First evaluate the integral. I use the generating function for squares of Laguerre polynomials ($I_0$ the modified Bessel function):

$$ \sum_{n=0}^{\infty}L_{n}(x)^2 z^n = \frac{1}{1-z} \exp\left(-\frac{2 x z}{1-z}\right) I_{0}\left(\frac{2 x \sqrt{z}}{1-z}\right) $$

for $|z|<1$ (All the formulas I use, one can find it in e.g. Gradshteyn and Ryzhik.)

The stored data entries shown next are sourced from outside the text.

PR #17, opened 2021-04-15
fix: Support AccessToken nullable fields

superandrew213:
`AccessToken` requires only `accessToken`, `applicationId` and `userId`. See: https://github.com/facebook/facebook-android-sdk/blob/master/facebook-core/src/main/java/com/facebook/AccessToken.java#L111-L121. Other fields are nullable.

Fixes https://github.com/facebookarchive/react-native-fbsdk/issues/456.

### DIFF
--- a/android/src/main/java/com/facebook/reactnative/androidsdk/Utility.java
+++ b/android/src/main/java/com/facebook/reactnative/androidsdk/Utility.java
@@ -60,22 +60,17 @@ import androidx.annotation.Nullable;
 public final class Utility {
 
     public static AccessToken buildAccessToken(ReadableMap accessTokenMap) {
-        AccessTokenSource accessTokenSource = AccessTokenSource
-                .valueOf(accessTokenMap.getString("accessTokenSource"));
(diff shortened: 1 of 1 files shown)


thebergamo:
Code looks good to me! Thanks for contributing @superandrew213

se09deluca:
Hi, 
my app is running on the actually latest version of this package (4.2.0).

Some of my users still experience this error. Unfortunately i cannot reproduce this error on my side. 
But i can attach the stacktrace from Sentry

null pointer exception facebook sdk


This bug is affecting near to 1k users.  😩

se09deluca:
Hi @mikehardy , thanks for the reply. I haven't replied with a repro because i cannot reproduce the error (it works on my machine 😆). 
After some digging in the native code i notice that accessToken is an optional field, the native SDK (if i have understood correctly) would self resolve it. 
After a week without any errors in our A/B test i would say that the bug in my code is resolved. 
I've read erroneously the documentation from facebook.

This gives for the integral

$$ T_{n} = \int_{0}^{\infty} dx \sqrt{x} e^{-x} L_{n}(x)^2 = [z^n] \frac{1}{1-z} \int_{0}^{\infty} dx \sqrt{x} \exp\left(-x \frac{1+z}{1-z}\right) I_{0}\left(x \frac{2 \sqrt{z}}{1-z}\right) $$

$[z^n]$ means, as usual, "take the coefficient of $z^n$ in the (formal) power expansion in $z$ of the following expression".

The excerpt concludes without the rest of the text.